A weak pipeline is particularly problematic when one considers typical biopharma timelines: It can easily take 10 years or more to develop a new medicine.
Government and philanthropic groups like the Department of Health and Human Services (HHS) and CARB-X are funding companies to advance the development of new antibiotics. CARB-X has secured some $500 million in funding from the U.S. and U.K. governments and philanthropic organizations such as the Wellcome Trust and the Bill & Melinda Gates Foundation.

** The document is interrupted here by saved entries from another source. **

PR #191, opened 2020-10-16
AUD-1736 Fix search behavior

balderdash:

Make search actually case-insensitive (it previously never matched a search term if it contained capital letters), and split terms using spaces instead of commas.

**Reviewer should merge**
* No

### DIFF
--- a/src/util/search.ts
+++ b/src/util/search.ts
@@ -7,7 +7,13 @@ export interface DateRange {
   endDate: Moment | null;
 }
 
-const DEFAULT_FILTERS_ENTRY: (keyof ClaimEntry)[] = [
+const CLAIM_SEARCH_KEYS_MAP: { [key: string]: (keyof ClaimEntry)[] } = {
+  patient: ["patientFirstName", "patientLastName"],
+  item: ["items"],
+  phone: ["phone"],
+};
+
+const ALL_CLAIM_SEARCH_KEYS: (keyof ClaimEntry)[] = [
   "patientFirstName",
   "patientLastName",
   "items",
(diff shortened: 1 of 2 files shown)


src/util/search.ts
```diff
@@ -32,25 +34,18 @@ export const containsSearchTerm = (
...
       }
     } else {
-      const defaultFilters = entry.hasOwnProperty("claimedCost")
-        ? DEFAULT_FILTERS_ENTRY
-        : DEFAULT_FILTERS_HISTORY;
       if (
-        defaultFilters.some(filter => {
+        DEFAULT_FILTERS_ENTRY.some(filter => {
+          if (entry[filter]) {
+          }
```
jcmorrow, line 45: What's going on here?

src/util/search.ts
```diff
@@ -32,25 +34,18 @@ export const containsSearchTerm = (
       const value = keyValue[1].toLowerCase().trim();
       if (
         entry[key] &&
-        entry[key]
-          .toString()
-          .toLowerCase()
-          .includes(value)
+        entry[key].toString().toLowerCase().includes(value.toLowerCase())
```
jcmorrow, line 37: Do we say on the UI that searching by a specific field is an option? This seems really useful.

src/util/search.ts
```diff
@@ -5,8 +5,16 @@ export interface DateRange {
   endDate: Moment | null;
 }
 
-const DEFAULT_FILTERS_ENTRY = ["patient", "item", "pharmacy"];
-const DEFAULT_FILTERS_HISTORY = ["id", "time", "description", "notes"];
+const DEFAULT_FILTERS_ENTRY = [
+  "patientFirstName",
+  "patientLastName",
+  "item",
```
jcmorrow, line 11: Is "item" like sold product?

jcmorrow (approved):
A couple of small questions, but overall this looks good 🔍

src/util/search.ts
balderdash: That's right.

src/util/search.ts
balderdash: It shows up in the tooltip when you expand the search option in the pharmacy list, but yeah it's not super discoverable.

src/util/search.ts
balderdash: This is the "search without specifying a key" logic, i.e. look through all the available keys for a match. I just cleaned this up a bit.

This money is critically important but—in reality—likely not sufficient. To understand why, consider this: Achaogen received nearly $150 million in funding from HHS’s Biomedical Advanced Research and Development Authority (BARDA) to progress its antibiotic through phase 3 clinical trials. Even this level of government funding was not enough to carry the company to commercial viability. The combination of low volumes and low price points proved insurmountable.
In order to rebuild our antibiotic pipeline and defend against mounting antibiotic resistance, companies will need capital from government and nonprofit organizations. But this funding is not enough. We must also fix the marketplace that has made antibiotic development so challenging in the first place.
If new antibiotics continue to be reimbursed at disproportionately low price points—and prescribed to a very small number of patients—developing these medicines will remain commercially untenable. Nonprofits and the government will likely need to support companies not only in the process leading up to FDA approval, but also in the years afterward when revenues are meager.
This would represent a shift in how the government has historically incentivized drug development, but antibiotics have proven to be in a class of their own. Failure to address this problem in a timely manner would undermine our country’s (and the world’s) preparedness for the next wave of serious, drug-resistant infections.